万安寺的高塔矗立在夜幕下,如同一头蛰伏在黑暗中的巨兽,直指苍穹。
这座始建于辽代的皇家寺院,占地百亩,殿宇重重,飞檐斗拱在月光下投下狰狞的影子。
最引人注目的是那座十三层高塔。
它就静静的矗立在寺院深处,高耸的塔身直插夜空,显得格外狰狞。
塔身每隔丈许,便有昏黄的光芒透出。
光芒摇曳,将那些斑驳的砖石照得忽明忽暗,也将这座十三层高的佛塔,在夜幕勾勒出模糊的轮廓。
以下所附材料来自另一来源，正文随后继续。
Issue #1135, opened 2021-11-21
Gazelle cannot be built when cgo is enforced by the Go SDK


uhthomas:
### What version of gazelle are you using?

v0.24.0

### What version of rules_go are you using?

v0.29.0

### What version of Bazel are you using?

4.2.1

### Does this issue reproduce with the latest releases of all the above?

Yes.

### What operating system and processor architecture are you using?

linux/amd64

### What did you do?

We're using the [dev.boringcrypto](https://go.googlesource.com/go/+/dev.boringcrypto) branch of Go. We introduced a change which hard-fails compilation if cgo is not enabled.

### What did you expect to see?

A successful build.

### What did you see instead?

The build fails as [Gazelle explicitly sets `CGO_ENABLED=0`](https://github.com/bazelbuild/bazel-gazelle/blob/3e83644bd8b1ed373d322b898cf7c05927b39201/internal/go_repository_tools.bzl#L57-L58) for its tools.

PR #1136, opened 2021-11-21
Allow tools to be built with cgo

uhthomas:
**What type of PR is this?**

Bug fix

cmd/gazelle

See the linked issue for more information. It allows Gazelle's tools to be built with cgo as builds fail when the Go SDK enforces it.

Fixes https://github.com/bazelbuild/bazel-gazelle/issues/1135

**Other notes for review**

### DIFF
--- a/internal/go_repository_tools.bzl
+++ b/internal/go_repository_tools.bzl
@@ -54,8 +54,6 @@ def _go_repository_tools_impl(ctx):
         "GO111MODULE": "off",
         # workaround: avoid the Go SDK paths from leaking into the binary
         "GOROOT_FINAL": "GOROOT",
-        # workaround: avoid cgo paths in /tmp leaking into binary
-        "CGO_ENABLED": "0",
     })
 
     if "PATH" in ctx.os.environ:


achew22:
In order to get something like this in, I would like to see some kind of regression test added so we can better understand what is broken right now, and what functionality this enables going forward.

uhthomas:
That makes sense, thank you. I have some ideas in mind for regression tests. Is there anything specific you had in mind?

I'd really like to understand the context behind forcefully disabling cgo in the first place. It was introduced as part of https://github.com/bazelbuild/bazel-gazelle/pull/382, but I'm not aware of cgo making builds non-deterministic? Please correct me if I'm wrong!

achew22:
Somehow you came to the conclusion that this was a necessary change. Canonicalizing that and putting it in the repo as a regression test is where I would start.

I can't speak to why something I didn't review happened. Sorry about that! We should also double check that the binaries are still reproducibly built after making this change. I have vague recollections of `/tmp/$RANDOMSTRING` being a part of my binaries in the long ago times and I wonder if the linked PR is what fixed that. It'd be unfortunate to go back on that.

那些光芒在夜风中微微摇曳,像是无数只窥视的眼睛,其实那是一层一层的窗户。
那些从里面透露出来的光芒,是烛火摇曳的光芒,在昭显着里面每一层都有人。
塔尖的铜葫芦,在月光下泛着幽幽冷光。
现在万安寺的外围,营帐连绵,篝火点点,将偌大的寺院照得亮如白昼。
巡逻的元军手持火把,穿梭如织。
铁甲摩擦的声音,在寂静的夜里格外清晰。
粗略数去,起码不下千人。
邱白站在数百丈外,一处民居的屋顶,负手而立。
夜风吹动他的青衫,衣袂轻扬。
他目光平静地望着那座高塔,面上看不出喜怒,就好似在看夜景的闲人一般。
但,他周身那股若有若无的气息,却让身旁的韦一笑感到一阵安心。
韦一笑蹲在他身侧,面无表情,瘦削的身影几乎与屋脊融为一体。
他那双精光四射的眼睛,死死盯着万安寺的那座高塔,喉间出极低的声音。
“教主,这塔守得可真够严的。”
“外围五千兵马,塔内层层设防,那个小妖女还真是下了血本。”
“呵呵,看得出来。”
邱白嘴角勾起,露出淡淡的笑容。
他的眼眸微微眯起,目光越过那片灯火通明的营盘,越过那些来回巡逻的元军士卒,越过层层殿宇。
最后落在万安寺那高耸的塔顶之上。
在那里,一道黑色身影盘膝而坐,背依着塔尖,一动不动。
月光洒落,那人周身隐隐有雾气缭绕,看不真切。
但那雾气不同寻常,并不是寻常的水雾,而是他打坐运功之时,真气运转逸散出来的寒气。
即便隔着百丈距离,邱白似乎也能感受到那股直透骨髓的阴寒。
韦一笑顺着他的目光望去,收敛了笑容,语气变得凝重。
“教主,那就是百损道人?”
“应该是。”
邱白点点头,收回目光,淡淡道:“走吧。”
话音落下,他的身形已如一片青云飘然而起,从屋顶掠向街巷阴影。
韦一笑紧随其后。
两人的轻功都已臻化境,在夜色中穿行如鬼魅。
邱白用的是武当梯云纵,身法飘逸轻盈,每一步踏出都仿佛踩在云端;
韦一笑则是他的独门轻功,整个人如同一只巨大的蝙蝠,在屋顶之间滑翔,无声无息。
两人轻功高绝,悄无声息的避开第一队巡逻。
那队元军共有十人,为的提着灯笼,身后跟着九人,手持长枪,脚步整齐。
他们刚从巷口经过,邱白和韦一笑便从他们身后三丈处掠过,快如一道青烟。
为的百夫长只觉得后颈一凉,下意识回头,却什么也没看见。
“怎么了?”身旁的士卒问道。
百夫长摇摇头:“没什么,继续走。”
等他们做出反应的时候,邱白和韦一笑已经翻过两道高墙。
第二道墙后是一处空置的院落,院中堆着些杂物。
两人落地时,院角一条土狗忽然抬头,正要吠叫。。。。。。。。
韦一笑身形一晃已到它面前,抬手轻轻按住它的脑袋。